Why study Foreign Languages
Why Study Foreign Languages?
The U.S. House of Representatives and the Senate designated 2005 the Year of Foreign Language Study in recognition of the contributions that foreign-language study makes to students’ cognitive development, to the American economy, and to national security. It has been demonstrated that the study of foreign languages increases students’ general cognitive and critical thinking abilities, prepares them for full participation in the global economy, promotes U.S. national interests, and helps to build international goodwill. It also enhances students’ ability to understand, appreciate, and interact with people of other cultures, both at home and abroad.

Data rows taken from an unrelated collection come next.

PR #10262, opened 2020-02-10
refactor build

jdrouet:
### Proposed changes

In order to keep having previews and simplify the build process, I implemented the documentation with github-actions.
When a PR is opened, the result of the build is sent to netlify and a link is published on the PR in order to have a privew.
When the PR is merged to master, the result of the build is sent to github pages (in branch `/gh-pages`)

### What's done

- [x] build on gh actions
- [x] deploy to netlify when opening PR
- [x] clean the netlify site when the PR is merged/closed
- [ ] notify when PR is deployed on netlify (can only be tested on upstream)

### DIFF
--- a/.github/actions/netlify-clean/Dockerfile
+++ b/.github/actions/netlify-clean/Dockerfile
@@ -1,0 +1,8 @@
+FROM node:lts-alpine
+
+RUN apk add --no-cache jq
+RUN npm i -g netlify-cli
+
+COPY entrypoint.sh /entrypoint.sh
+
+CMD ["/entrypoint.sh"]
--- a/.github/actions/netlify-deploy/action.yml
+++ b/.github/actions/netlify-deploy/action.yml
@@ -22,8 +22,8 @@ outputs:
 runs:
   using: 'docker'
   image: 'Dockerfile'
-  env:
-    NETLIFY_ACCOUNT_SLUG: ${{ inputs.NETLIFY_ACCOUNT_SLUG }}
-    NETLIFY_AUTH_TOKEN: ${{ inputs.NETLIFY_AUTH_TOKEN }}
-    NETLIFY_DIRECTORY: ${{ inputs.NETLIFY_DIRECTORY }}
-    NETLIFY_SITE_NAME: ${{ inputs.NETLIFY_SITE_NAME }}
+  args:
+    - ${{ inputs.NETLIFY_ACCOUNT_SLUG }}
+    - ${{ inputs.NETLIFY_AUTH_TOKEN }}
+    - ${{ inputs.NETLIFY_DIRECTORY }}
+    - ${{ inputs.NETLIFY_SITE_NAME }}
--- a/.github/actions/netlify-deploy/action.yml
+++ b/.github/actions/netlify-deploy/action.yml
@@ -1,0 +1,29 @@
+# action.yml
+name: 'Deploy to netlify'
+description: 'Creates a site and deploy to it'
+inputs:
+  NETLIFY_ACCOUNT_SLUG:
+    description: 'Account slug to link the site to'
+    required: true
+  NETLIFY_AUTH_TOKEN:
+    description: 'Authentication token to netlify'
+    required: true
+  NETLIFY_DIRECTORY:
+    description: 'Directory to deploy to site'
+    required: true
+  NETLIFY_SITE_NAME:
+    description: 'Name to give to the site that will be created'
+    required: true
+outputs:
+  site_id:
+    description: 'id of the site'
+  site_url:
+    description: 'url of the site'
+runs:
+  using: 'docker'
+  image: 'Dockerfile'
+  env:
+    NETLIFY_ACCOUNT_SLUG: ${{ inputs.NETLIFY_ACCOUNT_SLUG }}
+    NETLIFY_AUTH_TOKEN: ${{ inputs.NETLIFY_AUTH_TOKEN }}
+    NETLIFY_DIRECTORY: ${{ inputs.NETLIFY_DIRECTORY }}
+    NETLIFY_SITE_NAME: ${{ inputs.NETLIFY_SITE_NAME }}
--- a/.github/workflows/deploy-master.yml
+++ b/.github/workflows/deploy-master.yml
@@ -1,0 +1,15 @@
+on:
+  push:
+    branches:
+      - master
+
+jobs:
+  build-static-page:
+    name: build
+    runs-on: ubuntu-latest
+    steps:
+      - uses: actions/checkout@v2
+      - name: build image
+        run: docker build -t documentation:latest .
+      - name: copy static files locally
+        run: docker run -v ${PWD}:/output documentation:latest cp -r /usr/share/nginx/html /output/_site
--- a/.github/workflows/deploy-master.yml
+++ b/.github/workflows/deploy-master.yml
@@ -7,6 +7,8 @@ jobs:
   build-static-page:
     name: build
     runs-on: ubuntu-latest
+    env:
+      DOCKER_BUILDKIT: '1'
     steps:
       - name: print docker info
         run: docker version && docker info
--- a/.github/workflows/deploy-master.yml
+++ b/.github/workflows/deploy-master.yml
@@ -8,6 +8,8 @@ jobs:
     name: build
     runs-on: ubuntu-latest
     steps:
+      - name: print docker info
+        run: docker version && docker info
       - uses: actions/checkout@v2
       - name: build image
         run: docker build --build-arg=ENABLE_ARCHIVES=true --target=current -t documentation:latest .
--- a/.github/workflows/deploy-master.yml
+++ b/.github/workflows/deploy-master.yml
@@ -13,3 +13,5 @@ jobs:
         run: docker build -t documentation:latest .
       - name: copy static files locally
         run: docker run -v ${PWD}:/output documentation:latest cp -r /usr/share/nginx/html /output/_site
+      - name: upload files to S3 bucket
+        run: aws s3 sync _site s3://docs.docker.com-test-us-east-1/ --delete
--- a/.github/workflows/deploy-master.yml
+++ b/.github/workflows/deploy-master.yml
@@ -10,7 +10,7 @@ jobs:
     steps:
       - uses: actions/checkout@v2
       - name: build image
-        run: docker build -t documentation:latest .
+        run: docker build --build-arg=ENABLE_ARCHIVES=true --target=current -t documentation:latest .
       - name: copy static files locally
         run: docker run -v ${PWD}:/output documentation:latest cp -r /usr/share/nginx/html /output/_site
       - name: upload files to S3 bucket
--- a/.github/workflows/deploy-pr.yml
+++ b/.github/workflows/deploy-pr.yml
@@ -1,0 +1,22 @@
+name: deploy website to netlify
+
+on: [pull_request]
+
+jobs:
+  build-static-page:
+    name: build
+    runs-on: ubuntu-latest
+    steps:
+      - uses: actions/checkout@v2
+      - name: build image
+        run: docker build -t documentation:latest .
+      - name: copy static files locally
+        run: docker run -v ${PWD}:/output documentation:latest cp -r /usr/share/nginx/html /output/_site
+      - name: deploy to netlify
+        uses: ./.github/actions/netlify-deploy
+        id: netlify_deploy
+        with:
+          NETLIFY_ACCOUNT_SLUG: ${{ secrets.NETLIFY_ACCOUNT_SLUG }}
+          NETLIFY_AUTH_TOKEN: ${{ secrets.NETLIFY_AUTH_TOKEN }}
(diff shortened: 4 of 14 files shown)


anusha-ragunathan:
Looks like this PR was meant to be reviewed by someone else. potentially @usha-mandya ?

jdrouet:
@anusha-ragunathan sorry, I typed `usha` and the magic of the autocomplete happened... That's exactly what I meant.

thaJeztah:
Some questions;

- Should this be using a separate Dockerfile, so that there's still a Dockerfile to build it locally?
- The new version doesn't appear to be including the archives, or fetch the upstream resources (files from other repositories); correct?
- There's a script to cleanup/fix URL's to prevent URLs pointing to `docs.docker.com` (instead making them relative); is that still preserved?

usha-mandya:
@thaJeztah - Do we need the archive functionality after Enterprise docs are removed from our repo?

jdrouet:
@thaJeztah good point! I went too fast, my bad. Fixed that ;)

.github/workflows/deploy-pr.yml
```diff
@@ -0,0 +1,29 @@
...
+jobs:
+  build-static-page:
+    name: build
+    runs-on: ubuntu-latest
+    steps:
+      - uses: actions/checkout@v1
+      - name: build image
+        run: |
+          docker build -t documentation:latest .
+          docker run -v ${PWD}:/output documentation:latest cp -r /usr/share/nginx/html /output/_site
```
thaJeztah: Does the docker version running have Buildkit support? If so, we could use `DOCKER_BUILDKIT=1 docker build --output ...`

StefanScherer: I think so, it actually is the moby 3.0.6(?) compiled by MSFT

thaJeztah: We'll probably need to modify the Dockerfile to have a specific target for that (buildstage "from scratch" with only the content)

usha-mandya:
@jdrouet Can we check if it's feasible to add the markdown lint check as part of GitHub actions? https://medium.com/@christinavhastenrath/github-actions-markdown-lint-setup-86d7f6ec934d

.github/workflows/deploy-master.yml
```diff
@@ -0,0 +1,15 @@
...
+jobs:
+  build-static-page:
+    name: build
+    runs-on: ubuntu-latest
+    steps:
+      - uses: actions/checkout@v1
+      - name: build image
+        run: docker build -t documentation:latest .
+      - name: copy static files locally
+        run: docker run -v ${PWD}:/output documentation:latest cp -r /usr/share/nginx/html /output/_site
```
thaJeztah: I opened https://github.com/docker/docker.github.io/pull/10331 to allow using the `--output` option, and to have the option of building without archives, or to build the archives separately (which could be useful if we want to build those "once", and only update the "current" docs for updates.

.github/workflows/deploy-pr.yml
```diff
@@ -0,0 +1,29 @@
...
+          NETLIFY_AUTH_TOKEN: ${{ secrets.NETLIFY_AUTH_TOKEN }}
+          NETLIFY_DIRECTORY: _site
+          NETLIFY_SITE_NAME: "${{ github.repository }}/${{ github.head_ref }}"
+      - name: notify website is live
+        uses: ./.github/actions/create-status-check
+        with:
+          SITE_URL: ${{ steps.netlify_deploy.outputs.site_url }}
+          GITHUB_REPOSITORY: ${{ github.repository }}
+          GITHUB_SHA: ${{ github.sha }}
+          GITHUB_TOKEN: ${{ github.token }}
```
thaJeztah: nit: missing newline at end of file 😅 (can sometimes be problematic when using git)

thaJeztah: I see some other files are also having this btw

usha-mandya:
Thanks Jeremie. Can we also create a job to clear the cache when we merge PRs from master to published? It currently takes 30-40 minutes for the changes to appear live on the docs.docker.com. It would be great if we can add this to the GH actions pipeline.

CC @StefanScherer

.github/workflows/deploy-pr.yml
jdrouet: fixed!

.github/workflows/deploy-master.yml
StefanScherer: As a next step we could upload the `_site` to the test S3 bucket.
It maybe be simple like this:

```yaml
      - name: upload files to S3 bucket
        run: aws s3 sync _site s3://docs.docker.com-test-us-east-1/ --delete
```

.github/workflows/deploy-master.yml
```diff
@@ -0,0 +1,17 @@
...
+      - master
+
+jobs:
+  build-static-page:
+    name: build
+    runs-on: ubuntu-latest
+    steps:
+      - uses: actions/checkout@v2
+      - name: build image
+        run: docker build -t documentation:latest .
```
thaJeztah: This can now be;

```suggestion
        run: DOCKER_BUILDKIT=1 docker build --build-arg=ENABLE_ARCHIVES=true --target=deploy-source --output=/output/_site .
```

.github/workflows/deploy-master.yml
```diff
@@ -0,0 +1,17 @@
...
+      - name: copy static files locally
```
thaJeztah: This step is no longer needed if the above is used

.github/workflows/deploy-pr.yml
```diff
@@ -0,0 +1,29 @@
...
+on: pull_request
+
+jobs:
+  build-static-page:
+    name: build
+    runs-on: ubuntu-latest
+    steps:
+      - uses: actions/checkout@v2
+      - name: build image
+        run: docker build -t documentation:latest .
```
thaJeztah: Assuming we're not interested in building the archives for pull requests, this can now be:

```suggestion
        run: DOCKER_BUILDKIT=1 docker build --build-arg=ENABLE_ARCHIVES=false --target=deploy-source --output=/output/_site .
```

.github/workflows/deploy-pr.yml
```diff
@@ -0,0 +1,29 @@
...
+      - name: copy static files locally
```
thaJeztah: This step is no longer needed with the above change

StefanScherer:
I'm currently watching the PR build, the step "deploy to netlify" takes > 24 minutes, maybe we could skip the old docs versions (folders `v17.06`, ... `v1*`) ?

thaJeztah:
@StefanScherer I just left a comment with (assuming buildkit is supported) steps to build without archives; https://github.com/docker/docker.github.io/pull/10262#discussion_r383359542 😅

thaJeztah:
Hmm. some failure 🤔 

```
#16 exporting to client
215
#16 copying files 6.62kB done
216
#16 ERROR: failed to send stat compose/compose-file/compose-versioning: EOF
217
------
218
 > exporting to client:
219
------
220
failed to send stat compose/compose-file/compose-versioning: EOF
221
##[error]Process completed with exit code 1.
```

thaJeztah:
Perhaps it would be good to have a `docker version` and `docker info` step, so that we know what it's running on? (have a bit more info in case of bugs/failures)

.github/workflows/deploy-master.yml
jdrouet: doesn't seem to work with builkit https://github.com/docker/docker.github.io/runs/466748285?check_suite_focus=true 🤔

StefanScherer:
A `docker version` shows

```
Run docker version
Client:
 Version:           3.0.10+azure
 API version:       1.40
 Go version:        go1.12.14
 Git commit:        99c5edceb48d64c1aa5d09b8c9c499d431d98bb9
 Built:             Tue Nov  5 00:55:15 2019
 OS/Arch:           linux/amd64
 Experimental:      false

Server:
 Engine:
  Version:          3.0.10+azure
  API version:      1.40 (minimum version 1.12)
  Go version:       go1.12.14
  Git commit:       ea84732a77
  Built:            Fri Jan 24 20:08:11 2020
  OS/Arch:          linux/amd64
  Experimental:     false
 containerd:
  Version:          v1.2.11
  GitCommit:        f772c10a585ced6be8f86e8c58c2b998412dd963
 runc:
  Version:          1.0.0-rc10
  GitCommit:        dc9208a3303feef5b3839f4323d9beb36df0a9dd
 docker-init:
  Version:          0.18.0
  GitCommit:        fec3683
```

This is a build by Azure team for GH actions and Azure DevOps runners based on moby/moby. 🤷‍♂

thaJeztah:
`API version:      1.40` - looks like that should be corresponding with Docker 19.03, but no idea what patch version 🤔 

@jdrouet could you;

- keep a `docker version` and `docker info` step? I think it's good to keep such a step, to get information about the environment we're running in
- try enabling buildkit for all steps again? (also for the `deploy to netlify` step)

Wondering if the `--output` failure was either a memory issue on the machines, or a deadlock in the daemon (there was a bug in buildkit, possibly related)

.github/actions/netlify-deploy/action.yml
```diff
@@ -22,8 +22,8 @@ outputs:
...
   using: 'docker'
   image: 'Dockerfile'
-  env:
-    NETLIFY_ACCOUNT_SLUG: ${{ inputs.NETLIFY_ACCOUNT_SLUG }}
-    NETLIFY_AUTH_TOKEN: ${{ inputs.NETLIFY_AUTH_TOKEN }}
-    NETLIFY_DIRECTORY: ${{ inputs.NETLIFY_DIRECTORY }}
-    NETLIFY_SITE_NAME: ${{ inputs.NETLIFY_SITE_NAME }}
+  args:
+    - "${{ inputs.NETLIFY_ACCOUNT_SLUG }}"
+    - "${{ inputs.NETLIFY_AUTH_TOKEN }}"
```
thaJeztah: These will be passed as arguments for `docker run`; are these sanitized/removed from the output? e.g. I see 

```
/usr/bin/docker run --name e87b52a6ddbf692d905bf172f9691ee9985c2b_2fbd7a --label e87b52 --workdir /github/workspace --rm -e DOCKER_BUILDKIT -e INPUT_NETLIFY_ACCOUNT_SLUG -e INPUT_NETLIFY_AUTH_TOKEN -e INPUT_NETLIFY_DIRECTORY -e INPUT_NETLIFY_SITE_NAME -e HOME -e GITHUB_REF -e GITHUB_SHA -e GITHUB_REPOSITORY -e GITHUB_RUN_ID -e GITHUB_RUN_NUMBER -e GITHUB_ACTOR -e GITHUB_WORKFLOW -e GITHUB_HEAD_REF -e GITHUB_BASE_REF -e GITHUB_EVENT_NAME -e GITHUB_WORKSPACE -e GITHUB_ACTION -e GITHUB_EVENT_PATH -e RUNNER_OS -e RUNNER_TOOL_CACHE -e RUNNER_TEMP -e RUNNER_WORKSPACE -e ACTIONS_RUNTIME_URL -e ACTIONS_RUNTIME_TOKEN -e GITHUB_ACTIONS=true -v "/var/run/docker.sock":"/var/run/docker.sock" -v "/home/runner/work/_temp/_github_home":"/github/home" -v "/home/runner/work/_temp/_github_workflow":"/github/workflow" -v "/home/runner/work/docker.github.io/docker.github.io":"/github/workspace" e87b52:a6ddbf692d905bf172f9691ee9985c2b  "" "" "_site" "docker/docker.github.io/refactor-build"
```

.github/actions/netlify-clean/Dockerfile
```diff
@@ -0,0 +1,8 @@
+FROM node:lts-alpine
```
thaJeztah: Should we use a current version? I notice this produces some warnings:

```
npm WARN deprecated core-js@2.6.11: core-js@<3 is no longer maintained and not recommended for usage due to the number of issues. Please, upgrade your dependencies to the actual version of core-js@3.
29
```

.github/actions/netlify-deploy/action.yml
jdrouet: `"" ""` are the `NETLIFY_ACCOUNT_SLUG` and `NETLIFY_AUTH_TOKEN`. Github actions does hide them by default but here it seems that they are not transferred properly...

.github/actions/netlify-clean/Dockerfile
jdrouet: We only install `netlify-cli` (latest) and we don't have a way to force the installation of `core-js@>=3`. We could make a PR to `netlify-cli` to fix that but it might be a deeper dependency causing that.

.github/actions/netlify-deploy/action.yml
thaJeztah: Passing as an option is still potentially dangerous; they could be logged, etc., so if we can avoid it, we should

jdrouet: By default, github actions inject the secret *only* for PR made by collaborators, so the risk is kind of handled this way.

According to the 2000 census of the U.S. population, only 9.3 percent of Americans are fluent speakers of more than a single language; by contrast, more than 52.7 percent of Europeans speak both their native language and another language fluently. In declaring 2005 the Year of Foreign Language Study, Congress further noted that American multinational corporations and nongovernmental organizations do not have sufficient personnel with foreign-language ability and cultural exposure; nor are there enough individuals with expertise in critical languages to work on crucial national security and foreign policy issues.
As Karen A. Holbrook, president of Ohio State University, states: Foreign Languages studies can enhance the well-being of students and the global community through the creation and dissemination of knowledge; can enhance and better serve the student body; can create a rich educational environment for undergraduates; and can help build future in our increasingly global marketplace and in our ever more diverse population. Creating and disseminating knowledge of the world beyond America’s borders are among the boldest steps possible towards each of these goals.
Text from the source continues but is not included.